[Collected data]
◇ ◇ ◇ ◇ ◇

Issue #181, opened 2024-10-22
Update structure of OVAL definitions to support encapsulated defintions and existing 5.x format


vanderpol:
**Abstract**
Update OVAL 6.0 to support a new proposed format of encapsulated definitions.  This is intended to increase adoption of OVAL and make content easier to maintain and merge with other content streams.  

The discussion can be viewed here:  https://github.com/orgs/OVAL-Community/discussions/162

The vote approving this change can be seen at https://github.com/OVAL-Community/OVAL-Board/blob/main/board_votes/2024-11-07_OVAL_6.0_Definition_Structure_Vote.md

**Link to Proposal**
Once a proposal has been put into pull request form, add a link to the PR here. If and as alternate proposals or objections are added they should be linked here as well.

**Additional context**
[Add any other context or screenshots about the enhancement.](https://github.com/orgs/OVAL-Community/discussions/162)

johnulmer-oval:
Have modified oval-definitions-schema.xsd in the 5.12_release branch to support encapsulated_definition(s).  Please see the notes attached to that commit.  The following is a example of content employing an encapsulate_definition.  

`<?xml version="1.0" encoding="UTF-8"?>
<oval_definitions
  xmlns="http://oval.mitre.org/XMLSchema/oval-definitions-5"
  xmlns:xsi="http://www.w3.org/2001/XMLSchema-instance" 
  xmlns:oval-def="http://oval.mitre.org/XMLSchema/oval-definitions-5"  
  xmlns:ind-def="http://oval.mitre.org/XMLSchema/oval-definitions-5#independent"  
  xmlns:oval="http://oval.mitre.org/XMLSchema/oval-common-5"
  xmlns:unix-def="http://oval.mitre.org/XMLSchema/oval-definitions-5#unix"
  xmlns:linux-def="http://oval.mitre.org/XMLSchema/oval-definitions-5#linux"
  xsi:schemaLocation="http://oval.mitre.org/XMLSchema/oval-definitions-5#independent
    https://raw.githubusercontent.com/OVALProject/Language/5.11.2/schemas/independent-definitions-schema.xsd
  	http://oval.mitre.org/XMLSchema/oval-definitions-5#unix  https://raw.githubusercontent.com/OVALProject/Language/5.11.2/schemas/unix-definitions-schema.xsd
[...]

PR #219, opened 2024-12-16
Update oval-definitions-schema.xsd to support encapsulated definitions along with 5.8 style defintitions

vanderpol:
Committing the addition of the new encapsulated_definition and  EncapsulatedDefinitionType to preserve work and allow review.

Remaining to be addressed.
1 - In the EncapsulatedDefinitionType, the 'xsd:unique name="UniqueAffectedFamily"' is commented out.  Need to figure out best way to enforce this requirement. 2 - Review that modified 'testKeyRef' checks are appropriate.

### DIFF
--- a/oval-schemas/oval-definitions-schema.xsd
+++ b/oval-schemas/oval-definitions-schema.xsd
@@ -119,28 +119,28 @@
             <xsd:annotation>
                 <xsd:documentation>Requires each test reference to refer to a valid test id.</xsd:documentation>
             </xsd:annotation>
-            <xsd:selector xpath=".//*"/>
+            <xsd:selector xpath="encapsulated_definition/* | ./*" />
             <xsd:field xpath="@test_ref"/>
         </xsd:keyref>
         <xsd:keyref name="objectKeyRef" refer="oval-def:objectKey">
             <xsd:annotation>
                 <xsd:documentation>Requires each object reference to refer to a valid object id.</xsd:documentation>
             </xsd:annotation>
-            <xsd:selector xpath=".//*"/>
+            <xsd:selector xpath="encapsulated_definition/* | ./*" />
             <xsd:field xpath="@object_ref"/>
         </xsd:keyref>
         <xsd:keyref name="stateKeyRef" refer="oval-def:stateKey">
             <xsd:annotation>
                 <xsd:documentation>Requires each state reference to refer to a valid state id.</xsd:documentation>
             </xsd:annotation>
-            <xsd:selector xpath=".//*"/>
+            <xsd:selector xpath="encapsulated_definition/* | ./*" />
             <xsd:field xpath="@state_ref"/>
         </xsd:keyref>
         <xsd:keyref name="variableKeyRef" refer="oval-def:variableKey">
             <xsd:annotation>
                 <xsd:documentation>Requires each variable reference to refer to a valid variable id.</xsd:documentation>
             </xsd:annotation>
-            <xsd:selector xpath=".//*"/>
+            <xsd:selector xpath="encapsulated_definition/* | ./*" />
             <xsd:field xpath="@var_ref"/>
         </xsd:keyref>
         <xsd:keyref name="object_referenceKeyRef" refer="oval-def:objectKey">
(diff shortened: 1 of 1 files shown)


vanderpol:
@johnulmer-oval would like some feedback on his current attempts to support this.  Please review his commit notes/comments/questions.  There is some minor issue with metadata/UniqueAffectedFamily that he would particularly like some feedback on.  

Note that the branch used for development of this was created before we switched to the URN style namespaces, which may be easier for your debugging as well, less change.

Hoping everyone isn't already on vacation for the holidays.  This is our last 'big' item to be resolved before we finalize OVAL 6.0

vanderpol:
Sorry to beg for feedback, but this is pretty critical to OVAL 6.0, if you have a few minutes, we'd really like your input @solind, @A-Biggs, @maxullman @balleman-ctr

oval-schemas/oval-definitions-schema.xsd
```diff
@@ -239,6 +240,73 @@
...
+        <xsd:sequence>
+            <xsd:element ref="ds:Signature" minOccurs="0" maxOccurs="1"/>
+            <xsd:element name="metadata" type="oval-def:MetadataType">
+                <!-- xsd:unique name="UniqueAffectedFamily">
+                    <xsd:annotation>
+                        <xsd:documentation>Each affected element must have a unique family attribute value.</xsd:documentation>
+                    </xsd:annotation>
+                    <xsd:selector xpath="oval-def:affected"/>
+                    <xsd:field xpath="@family"/>
+                </xsd:unique -->
```
maxullman, line 276: What's the issue here for why this is commented out?  Unless I'm missing something, it seems no better or worse than the current validation for the old definition type.

vanderpol: @johnulmer-oval posted his answer on it back on the issue #181 (he's new to dealing with PR's and Github),  I'll re-post his comments here for easier reading.   Simple answer is that we just need to change them from being unique to elements, as they can no longer be validated as unique.

From @johnulmer-oval :
Have modified oval-definitions-schema.xsd in the '181-update-structure-of-oval-definitions-to-support-encapsulated-defintions...' branch to support encapsulated_definition(s).

Remaining to be addressed.
1 - In the EncapsulatedDefinitionType, the 'xsd:unique name="UniqueAffectedFamily"' is commented out. Need to figure out best way to enforce this requirement.
2 - Review that the modified 'testKeyRef' checks are appropriate.

An example of content employing an encapsulate_definition is attached.

Review and comment is requested.
[simplest_oval6_test.txt](https://github.com/user-attachments/files/18131615/simplest_oval6_test.txt)

As OVAL processing is unchanged from an OVAL 5.11 'definition' to an 'encapsulated_definition', OVAL results are typical.

@[johnulmer-oval](https://github.com/johnulmer-oval)
Member
johnulmer-oval commented [4 hours ago](https://github.com/OVAL-Community/OVAL/issues/181#issuecomment-2549592737)
RE: the 1st 'remaining' issue mentioned in my previous - the 'xsd:unique name="UniqueAffectedFamily"' in the EncapsulatedDefinitionType

When making the EncapsualteDefinitionType, I used the DefinitionType as a template. That brought along the metadata chunk and with it the xsd:unique for the UniqueAffectedFamily. This 'xsd:unique' cannot exist twice with the same element name. So, I'm trying to understand the intended use of the 'family'. After surfing as much documentation as I can find and some content streams, it appears to be mainly a reporting label. If this is the case, I think we can change the xsd:unique to a simple element and the non-uniqueness is eliminated. But, 'would appreciate any input others might have regarding the actual in practice use of the 'family'.

johnulmer-oval:
Re: the xsd:unique check on the family in the metadata, I moved the twin conflicting 'xsd:unique' checks from the 'definition' and 'encapsulated_definition' areas down into the 'metadataType'.

oval-schemas/oval-definitions-schema.xsd
maxullman: For all the content we've seen all the definitions in a given file have the same family.  I can only recall one time seeing a file with both family=unix definitions and some family=windows definitions in the same file, and even in that file each definition only had one family.  It sounds like @johnulmer-oval found a different solution but worst case I don't think it's exceptionally important the schema enforce anything for this attribute.

maxullman (approved):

◇ ◇ ◇ ◇ ◇

### HOW TO COMPLETE THIS TASK
Would you reproduce all of the data exactly, without a single alteration?

### TASK RESULT
Issue #181, opened 2024-10-22
Update structure of OVAL definitions to support encapsulated defintions and existing 5.x format


vanderpol:
**Abstract**
Update OVAL 6.0 to support a new proposed format of encapsulated definitions.  This is intended to increase adoption of OVAL and make content easier to maintain and merge with other content streams.  

The discussion can be viewed here:  https://github.com/orgs/OVAL-Community/discussions/162

The vote approving this change can be seen at https://github.com/OVAL-Community/OVAL-Board/blob/main/board_votes/2024-11-07_OVAL_6.0_Definition_Structure_Vote.md

**Link to Proposal**
Once a proposal has been put into pull request form, add a link to the PR here. If and as alternate proposals or objections are added they should be linked here as well.

**Additional context**
[Add any other context or screenshots about the enhancement.](https://github.com/orgs/OVAL-Community/discussions/162)

johnulmer-oval:
Have modified oval-definitions-schema.xsd in the 5.12_release branch to support encapsulated_definition(s).  Please see the notes attached to that commit.  The following is a example of content employing an encapsulate_definition.  

`<?xml version="1.0" encoding="UTF-8"?>
<oval_definitions
  xmlns="http://oval.mitre.org/XMLSchema/oval-definitions-5"
  xmlns:xsi="http://www.w3.org/2001/XMLSchema-instance" 
  xmlns:oval-def="http://oval.mitre.org/XMLSchema/oval-definitions-5"  
  xmlns:ind-def="http://oval.mitre.org/XMLSchema/oval-definitions-5#independent"  
  xmlns:oval="http://oval.mitre.org/XMLSchema/oval-common-5"
  xmlns:unix-def="http://oval.mitre.org/XMLSchema/oval-definitions-5#unix"
  xmlns:linux-def="http://oval.mitre.org/XMLSchema/oval-definitions-5#linux"
  xsi:schemaLocation="http://oval.mitre.org/XMLSchema/oval-definitions-5#independent
    https://raw.githubusercontent.com/OVALProject/Language/5.11.2/schemas/independent-definitions-schema.xsd
  	http://oval.mitre.org/XMLSchema/oval-definitions-5#unix  https://raw.githubusercontent.com/OVALProject/Language/5.11.2/schemas/unix-definitions-schema.xsd
[...]

PR #219, opened 2024-12-16
Update oval-definitions-schema.xsd to support encapsulated definitions along with 5.8 style defintitions

vanderpol:
Committing the addition of the new encapsulated_definition and  EncapsulatedDefinitionType to preserve work and allow review.

Remaining to be addressed.
1 - In the EncapsulatedDefinitionType, the 'xsd:unique name="UniqueAffectedFamily"' is commented out.  Need to figure out best way to enforce this requirement. 2 - Review that modified 'testKeyRef' checks are appropriate.

### DIFF
--- a/oval-schemas/oval-definitions-schema.xsd
+++ b/oval-schemas/oval-definitions-schema.xsd
@@ -119,28 +119,28 @@
             <xsd:annotation>
                 <xsd:documentation>Requires each test reference to refer to a valid test id.</xsd:documentation>
             </xsd:annotation>
-            <xsd:selector xpath=".//*"/>
+            <xsd:selector xpath="encapsulated_definition/* | ./*" />
             <xsd:field xpath="@test_ref"/>
         </xsd:keyref>
         <xsd:keyref name="objectKeyRef" refer="oval-def:objectKey">
             <xsd:annotation>
                 <xsd:documentation>Requires each object reference to refer to a valid object id.</xsd:documentation>
             </xsd:annotation>
-            <xsd:selector xpath=".//*"/>
+            <xsd:selector xpath="encapsulated_definition/* | ./*" />
             <xsd:field xpath="@object_ref"/>
         </xsd:keyref>
         <xsd:keyref name="stateKeyRef" refer="oval-def:stateKey">
             <xsd:annotation>
                 <xsd:documentation>Requires each state reference to refer to a valid state id.</xsd:documentation>
             </xsd:annotation>
-            <xsd:selector xpath=".//*"/>
+            <xsd:selector xpath="encapsulated_definition/* | ./*" />
             <xsd:field xpath="@state_ref"/>
         </xsd:keyref>
         <xsd:keyref name="variableKeyRef" refer="oval-def:variableKey">
             <xsd:annotation>
                 <xsd:documentation>Requires each variable reference to refer to a valid variable id.</xsd:documentation>
             </xsd:annotation>
-            <xsd:selector xpath=".//*"/>
+            <xsd:selector xpath="encapsulated_definition/* | ./*" />
             <xsd:field xpath="@var_ref"/>
         </xsd:keyref>
         <xsd:keyref name="object_referenceKeyRef" refer="oval-def:objectKey">
(diff shortened: 1 of 1 files shown)


vanderpol:
@johnulmer-oval would like some feedback on his current attempts to support this.  Please review his commit notes/comments/questions.  There is some minor issue with metadata/UniqueAffectedFamily that he would particularly like some feedback on.  

Note that the branch used for development of this was created before we switched to the URN style namespaces, which may be easier for your debugging as well, less change.

Hoping everyone isn't already on vacation for the holidays.  This is our last 'big' item to be resolved before we finalize OVAL 6.0

vanderpol:
Sorry to beg for feedback, but this is pretty critical to OVAL 6.0, if you have a few minutes, we'd really like your input @solind, @A-Biggs, @maxullman @balleman-ctr

oval-schemas/oval-definitions-schema.xsd
```diff
@@ -239,6 +240,73 @@
...
+        <xsd:sequence>
+            <xsd:element ref="ds:Signature" minOccurs="0" maxOccurs="1"/>
+            <xsd:element name="metadata" type="oval-def:MetadataType">
+                <!-- xsd:unique name="UniqueAffectedFamily">
+                    <xsd:annotation>
+                        <xsd:documentation>Each affected element must have a unique family attribute value.</xsd:documentation>
+                    </xsd:annotation>
+                    <xsd:selector xpath="oval-def:affected"/>
+                    <xsd:field xpath="@family"/>
+                </xsd:unique -->
```
maxullman, line 276: What's the issue here for why this is commented out?  Unless I'm missing something, it seems no better or worse than the current validation for the old definition type.

vanderpol: @johnulmer-oval posted his answer on it back on the issue #181 (he's new to dealing with PR's and Github),  I'll re-post his comments here for easier reading.   Simple answer is that we just need to change them from being unique to elements, as they can no longer be validated as unique.

From @johnulmer-oval :
Have modified oval-definitions-schema.xsd in the '181-update-structure-of-oval-definitions-to-support-encapsulated-defintions...' branch to support encapsulated_definition(s).

Remaining to be addressed.
1 - In the EncapsulatedDefinitionType, the 'xsd:unique name="UniqueAffectedFamily"' is commented out. Need to figure out best way to enforce this requirement.
2 - Review that the modified 'testKeyRef' checks are appropriate.

An example of content employing an encapsulate_definition is attached.

Review and comment is requested.
[simplest_oval6_test.txt](https://github.com/user-attachments/files/18131615/simplest_oval6_test.txt)

As OVAL processing is unchanged from an OVAL 5.11 'definition' to an 'encapsulated_definition', OVAL results are typical.

@[johnulmer-oval](https://github.com/johnulmer-oval)
Member
johnulmer-oval commented [4 hours ago](https://github.com/OVAL-Community/OVAL/issues/181#issuecomment-2549592737)
RE: the 1st 'remaining' issue mentioned in my previous - the 'xsd:unique name="UniqueAffectedFamily"' in the EncapsulatedDefinitionType

When making the EncapsualteDefinitionType, I used the DefinitionType as a template. That brought along the metadata chunk and with it the xsd:unique for the UniqueAffectedFamily. This 'xsd:unique' cannot exist twice with the same element name. So, I'm trying to understand the intended use of the 'family'. After surfing as much documentation as I can find and some content streams, it appears to be mainly a reporting label. If this is the case, I think we can change the xsd:unique to a simple element and the non-uniqueness is eliminated. But, 'would appreciate any input others might have regarding the actual in practice use of the 'family'.

johnulmer-oval:
Re: the xsd:unique check on the family in the metadata, I moved the twin conflicting 'xsd:unique' checks from the 'definition' and 'encapsulated_definition' areas down into the 'metadataType'.

oval-schemas/oval-definitions-schema.xsd
maxullman: For all the content we've seen all the definitions in a given file have the same family.  I can only recall one time seeing a file with both family=unix definitions and some family=windows definitions in the same file, and even in that file each definition only had one family.  It sounds like @johnulmer-oval found a different solution but worst case I don't think it's exceptionally important the schema enforce anything for this attribute.

maxullman (approved):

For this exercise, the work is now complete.